#### Data for this task ####
PR #157885, opened 2026-06-12
[Reactant] Fix compat with ReactantCore

giordano:
[Reactant@0.2.265 effectively requires ReactantCore@0.1.20](https://github.com/EnzymeAD/Reactant.jl/pull/2972), but when that was released ReactantCore@0.1.20 was actually not released yet and the compat bound wasn't updated accordingly. [ReactantCore@0.1.20 is now out](https://github.com/JuliaRegistries/General/pull/157838) and this change is reflecting the real compat bound.

CC @pangoraw @wsmoses for your information.


Pangoraw (approved):
Thank you!

DilumAluthge (approved):

PR #771, opened 2022-01-03
Zk Multisig Control

### LINKED ISSUE #969: Validate ZK replacement for multisig
Validate ZK replacement for multisig:
- how it integrates with every aspect
- does it solve it all of our problems (stranded withdrawals)

C0deMunk33:
ZK rollup version of multisig control.

close vegaprotocol/specs#969 .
####
What is expected: The records above must be reproduced word for word.

Expected answer:
PR #157885, opened 2026-06-12
[Reactant] Fix compat with ReactantCore

giordano:
[Reactant@0.2.265 effectively requires ReactantCore@0.1.20](https://github.com/EnzymeAD/Reactant.jl/pull/2972), but when that was released ReactantCore@0.1.20 was actually not released yet and the compat bound wasn't updated accordingly. [ReactantCore@0.1.20 is now out](https://github.com/JuliaRegistries/General/pull/157838) and this change is reflecting the real compat bound.

CC @pangoraw @wsmoses for your information.


Pangoraw (approved):
Thank you!

DilumAluthge (approved):

PR #771, opened 2022-01-03
Zk Multisig Control

### LINKED ISSUE #969: Validate ZK replacement for multisig
Validate ZK replacement for multisig:
- how it integrates with every aspect
- does it solve it all of our problems (stranded withdrawals)

C0deMunk33:
ZK rollup version of multisig control.

close vegaprotocol/specs#969 .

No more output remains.